DATA SECTION:
>>>>

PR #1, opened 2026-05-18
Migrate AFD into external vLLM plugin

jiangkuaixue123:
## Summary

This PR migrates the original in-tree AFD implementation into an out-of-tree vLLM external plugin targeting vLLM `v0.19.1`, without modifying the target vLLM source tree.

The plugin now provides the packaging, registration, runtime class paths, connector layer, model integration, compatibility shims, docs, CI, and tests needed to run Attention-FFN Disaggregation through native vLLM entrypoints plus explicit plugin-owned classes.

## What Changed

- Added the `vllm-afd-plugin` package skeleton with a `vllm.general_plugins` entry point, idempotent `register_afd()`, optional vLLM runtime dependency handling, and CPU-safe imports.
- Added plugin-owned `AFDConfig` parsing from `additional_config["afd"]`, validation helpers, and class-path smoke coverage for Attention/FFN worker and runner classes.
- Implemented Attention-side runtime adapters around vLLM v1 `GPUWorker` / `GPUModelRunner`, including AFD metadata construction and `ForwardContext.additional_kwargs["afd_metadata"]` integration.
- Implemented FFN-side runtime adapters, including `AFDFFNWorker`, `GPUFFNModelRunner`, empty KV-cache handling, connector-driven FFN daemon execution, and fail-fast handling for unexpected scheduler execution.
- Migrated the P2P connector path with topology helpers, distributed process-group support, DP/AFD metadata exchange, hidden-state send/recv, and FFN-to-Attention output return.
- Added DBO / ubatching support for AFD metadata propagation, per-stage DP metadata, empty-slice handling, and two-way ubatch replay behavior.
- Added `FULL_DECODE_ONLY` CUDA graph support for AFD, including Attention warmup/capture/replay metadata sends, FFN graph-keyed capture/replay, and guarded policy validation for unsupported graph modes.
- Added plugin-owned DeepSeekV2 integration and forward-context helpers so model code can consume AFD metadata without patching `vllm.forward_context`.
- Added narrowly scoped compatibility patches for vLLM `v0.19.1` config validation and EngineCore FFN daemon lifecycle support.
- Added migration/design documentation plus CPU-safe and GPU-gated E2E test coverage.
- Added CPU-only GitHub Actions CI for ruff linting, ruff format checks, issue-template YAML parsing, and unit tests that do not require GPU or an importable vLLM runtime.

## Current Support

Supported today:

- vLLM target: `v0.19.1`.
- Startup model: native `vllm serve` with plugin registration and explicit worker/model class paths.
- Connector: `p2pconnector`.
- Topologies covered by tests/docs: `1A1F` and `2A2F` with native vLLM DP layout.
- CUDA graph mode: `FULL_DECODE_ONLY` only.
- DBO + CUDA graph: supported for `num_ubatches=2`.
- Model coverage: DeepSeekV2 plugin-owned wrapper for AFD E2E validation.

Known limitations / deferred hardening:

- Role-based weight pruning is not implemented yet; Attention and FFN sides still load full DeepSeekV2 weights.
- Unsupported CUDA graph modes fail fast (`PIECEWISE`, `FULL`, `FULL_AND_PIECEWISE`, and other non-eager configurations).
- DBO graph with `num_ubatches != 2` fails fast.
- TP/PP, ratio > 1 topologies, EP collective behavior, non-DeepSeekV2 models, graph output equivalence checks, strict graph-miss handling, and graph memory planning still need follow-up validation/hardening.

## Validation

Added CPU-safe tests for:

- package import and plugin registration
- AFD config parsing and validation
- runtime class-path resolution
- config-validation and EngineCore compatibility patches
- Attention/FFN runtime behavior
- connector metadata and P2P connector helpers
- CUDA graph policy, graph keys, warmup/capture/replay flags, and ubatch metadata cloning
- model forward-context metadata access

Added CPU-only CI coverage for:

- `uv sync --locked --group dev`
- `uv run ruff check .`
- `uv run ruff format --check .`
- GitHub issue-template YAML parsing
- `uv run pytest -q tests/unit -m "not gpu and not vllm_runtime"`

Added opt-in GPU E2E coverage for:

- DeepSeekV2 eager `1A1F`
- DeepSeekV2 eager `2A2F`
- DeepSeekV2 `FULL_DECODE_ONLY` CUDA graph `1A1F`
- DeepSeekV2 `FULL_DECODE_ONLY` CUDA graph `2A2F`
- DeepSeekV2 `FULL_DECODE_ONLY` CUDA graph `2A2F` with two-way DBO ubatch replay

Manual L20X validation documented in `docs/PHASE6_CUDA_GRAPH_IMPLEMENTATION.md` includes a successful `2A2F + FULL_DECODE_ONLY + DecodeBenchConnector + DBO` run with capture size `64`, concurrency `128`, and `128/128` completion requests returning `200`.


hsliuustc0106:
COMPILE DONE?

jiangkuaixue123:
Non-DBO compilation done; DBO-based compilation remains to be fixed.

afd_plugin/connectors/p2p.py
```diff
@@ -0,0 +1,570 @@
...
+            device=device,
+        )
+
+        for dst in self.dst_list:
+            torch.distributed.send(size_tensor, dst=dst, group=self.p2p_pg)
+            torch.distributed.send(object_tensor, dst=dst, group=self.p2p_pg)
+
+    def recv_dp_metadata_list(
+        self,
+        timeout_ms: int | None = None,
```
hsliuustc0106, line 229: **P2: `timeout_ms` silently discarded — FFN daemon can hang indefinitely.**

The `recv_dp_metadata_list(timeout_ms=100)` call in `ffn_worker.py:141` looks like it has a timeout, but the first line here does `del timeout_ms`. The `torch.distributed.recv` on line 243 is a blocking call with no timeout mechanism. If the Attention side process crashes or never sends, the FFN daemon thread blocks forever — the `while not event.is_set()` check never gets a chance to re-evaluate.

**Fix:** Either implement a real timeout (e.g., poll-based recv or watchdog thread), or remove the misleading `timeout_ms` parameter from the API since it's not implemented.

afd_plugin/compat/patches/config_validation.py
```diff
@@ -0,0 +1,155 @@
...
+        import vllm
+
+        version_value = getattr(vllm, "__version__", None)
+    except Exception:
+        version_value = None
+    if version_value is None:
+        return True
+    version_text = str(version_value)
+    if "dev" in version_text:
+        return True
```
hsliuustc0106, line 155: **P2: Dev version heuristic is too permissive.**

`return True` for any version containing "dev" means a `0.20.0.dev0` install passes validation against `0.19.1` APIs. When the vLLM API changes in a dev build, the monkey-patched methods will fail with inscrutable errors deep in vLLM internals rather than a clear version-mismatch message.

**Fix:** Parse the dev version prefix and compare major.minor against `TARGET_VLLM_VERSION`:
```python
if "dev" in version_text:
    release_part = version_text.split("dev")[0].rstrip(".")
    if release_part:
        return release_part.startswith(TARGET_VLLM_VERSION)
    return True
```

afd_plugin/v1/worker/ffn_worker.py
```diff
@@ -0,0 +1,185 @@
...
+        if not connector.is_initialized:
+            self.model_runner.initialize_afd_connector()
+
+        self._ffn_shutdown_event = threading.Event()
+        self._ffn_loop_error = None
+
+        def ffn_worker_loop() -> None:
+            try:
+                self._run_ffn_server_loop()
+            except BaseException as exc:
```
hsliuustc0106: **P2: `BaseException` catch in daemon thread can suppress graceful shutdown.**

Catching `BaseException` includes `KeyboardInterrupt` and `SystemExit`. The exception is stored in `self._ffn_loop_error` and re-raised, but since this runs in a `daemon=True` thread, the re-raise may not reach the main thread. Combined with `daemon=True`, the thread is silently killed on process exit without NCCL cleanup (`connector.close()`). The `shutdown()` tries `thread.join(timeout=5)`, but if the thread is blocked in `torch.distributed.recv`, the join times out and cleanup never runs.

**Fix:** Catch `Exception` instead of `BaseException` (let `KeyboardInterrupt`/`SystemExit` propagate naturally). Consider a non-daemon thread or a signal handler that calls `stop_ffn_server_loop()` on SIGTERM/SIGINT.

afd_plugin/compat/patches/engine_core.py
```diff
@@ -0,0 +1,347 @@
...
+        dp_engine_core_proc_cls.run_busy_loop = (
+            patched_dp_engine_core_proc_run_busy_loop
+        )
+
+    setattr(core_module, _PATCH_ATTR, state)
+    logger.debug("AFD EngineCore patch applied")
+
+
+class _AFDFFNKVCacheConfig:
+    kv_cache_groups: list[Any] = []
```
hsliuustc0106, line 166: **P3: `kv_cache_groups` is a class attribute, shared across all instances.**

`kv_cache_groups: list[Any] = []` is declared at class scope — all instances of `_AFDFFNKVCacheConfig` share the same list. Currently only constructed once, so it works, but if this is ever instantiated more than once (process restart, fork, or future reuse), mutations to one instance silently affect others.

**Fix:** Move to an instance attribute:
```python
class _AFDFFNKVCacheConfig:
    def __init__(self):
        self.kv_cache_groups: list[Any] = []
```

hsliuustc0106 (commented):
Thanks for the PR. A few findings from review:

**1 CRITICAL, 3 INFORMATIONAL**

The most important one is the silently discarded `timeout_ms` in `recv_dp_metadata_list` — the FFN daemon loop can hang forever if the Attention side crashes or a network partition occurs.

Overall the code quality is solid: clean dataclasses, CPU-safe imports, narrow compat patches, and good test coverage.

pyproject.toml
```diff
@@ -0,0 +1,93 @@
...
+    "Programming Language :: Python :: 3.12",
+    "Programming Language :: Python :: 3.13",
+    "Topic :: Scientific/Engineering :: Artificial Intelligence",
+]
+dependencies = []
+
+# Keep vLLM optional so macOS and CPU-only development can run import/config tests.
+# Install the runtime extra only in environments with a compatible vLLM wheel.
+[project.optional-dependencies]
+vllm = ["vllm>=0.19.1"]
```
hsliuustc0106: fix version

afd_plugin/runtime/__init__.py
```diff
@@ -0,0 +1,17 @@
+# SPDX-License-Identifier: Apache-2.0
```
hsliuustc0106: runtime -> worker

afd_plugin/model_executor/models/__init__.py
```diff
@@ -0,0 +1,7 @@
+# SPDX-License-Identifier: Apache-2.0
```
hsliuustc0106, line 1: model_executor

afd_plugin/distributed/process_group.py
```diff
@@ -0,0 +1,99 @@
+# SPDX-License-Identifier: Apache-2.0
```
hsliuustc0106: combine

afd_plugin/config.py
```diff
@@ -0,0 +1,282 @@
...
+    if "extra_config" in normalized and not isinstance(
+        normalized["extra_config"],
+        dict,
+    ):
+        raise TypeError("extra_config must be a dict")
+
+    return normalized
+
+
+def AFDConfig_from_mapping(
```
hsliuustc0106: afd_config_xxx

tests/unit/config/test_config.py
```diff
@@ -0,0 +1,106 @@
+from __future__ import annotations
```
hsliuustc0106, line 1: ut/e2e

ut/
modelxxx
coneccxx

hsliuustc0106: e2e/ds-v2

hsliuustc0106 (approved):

<<<<
>>>>

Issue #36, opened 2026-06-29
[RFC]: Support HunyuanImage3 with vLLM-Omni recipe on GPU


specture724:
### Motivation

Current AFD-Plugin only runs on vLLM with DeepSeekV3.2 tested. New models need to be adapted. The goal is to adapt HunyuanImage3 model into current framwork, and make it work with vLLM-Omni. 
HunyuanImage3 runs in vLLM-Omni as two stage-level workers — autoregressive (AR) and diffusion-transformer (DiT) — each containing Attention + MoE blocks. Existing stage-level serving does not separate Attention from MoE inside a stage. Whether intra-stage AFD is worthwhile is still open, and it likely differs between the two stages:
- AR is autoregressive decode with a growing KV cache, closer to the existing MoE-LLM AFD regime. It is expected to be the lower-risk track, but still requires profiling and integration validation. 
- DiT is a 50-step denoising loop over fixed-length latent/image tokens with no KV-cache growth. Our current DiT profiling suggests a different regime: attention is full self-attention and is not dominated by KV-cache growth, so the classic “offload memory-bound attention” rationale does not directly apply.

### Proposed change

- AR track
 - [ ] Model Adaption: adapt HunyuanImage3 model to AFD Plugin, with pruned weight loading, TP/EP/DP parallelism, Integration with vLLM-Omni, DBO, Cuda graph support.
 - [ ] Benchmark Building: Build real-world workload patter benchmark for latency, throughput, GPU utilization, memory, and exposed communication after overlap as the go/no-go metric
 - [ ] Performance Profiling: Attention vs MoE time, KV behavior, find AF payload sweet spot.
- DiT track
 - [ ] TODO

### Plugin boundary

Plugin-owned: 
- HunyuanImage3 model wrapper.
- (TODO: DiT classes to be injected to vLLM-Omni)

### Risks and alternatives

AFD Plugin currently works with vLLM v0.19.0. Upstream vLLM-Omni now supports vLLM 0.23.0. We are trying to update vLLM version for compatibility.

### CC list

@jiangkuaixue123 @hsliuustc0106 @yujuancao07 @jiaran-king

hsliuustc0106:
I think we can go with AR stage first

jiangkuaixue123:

<<<<

ASSIGNMENT: Please transcribe exactly the lines above from the line that has "unsupported graph modes." up to and including the line that has "- Added migration/design"; no other line belongs in the answer.

ANSWER SPACE:
- Added `FULL_DECODE_ONLY` CUDA graph support for AFD, including Attention warmup/capture/replay metadata sends, FFN graph-keyed capture/replay, and guarded policy validation for unsupported graph modes.
- Added plugin-owned DeepSeekV2 integration and forward-context helpers so model code can consume AFD metadata without patching `vllm.forward_context`.
- Added narrowly scoped compatibility patches for vLLM `v0.19.1` config validation and EngineCore FFN daemon lifecycle support.
- Added migration/design documentation plus CPU-safe and GPU-gated E2E test coverage.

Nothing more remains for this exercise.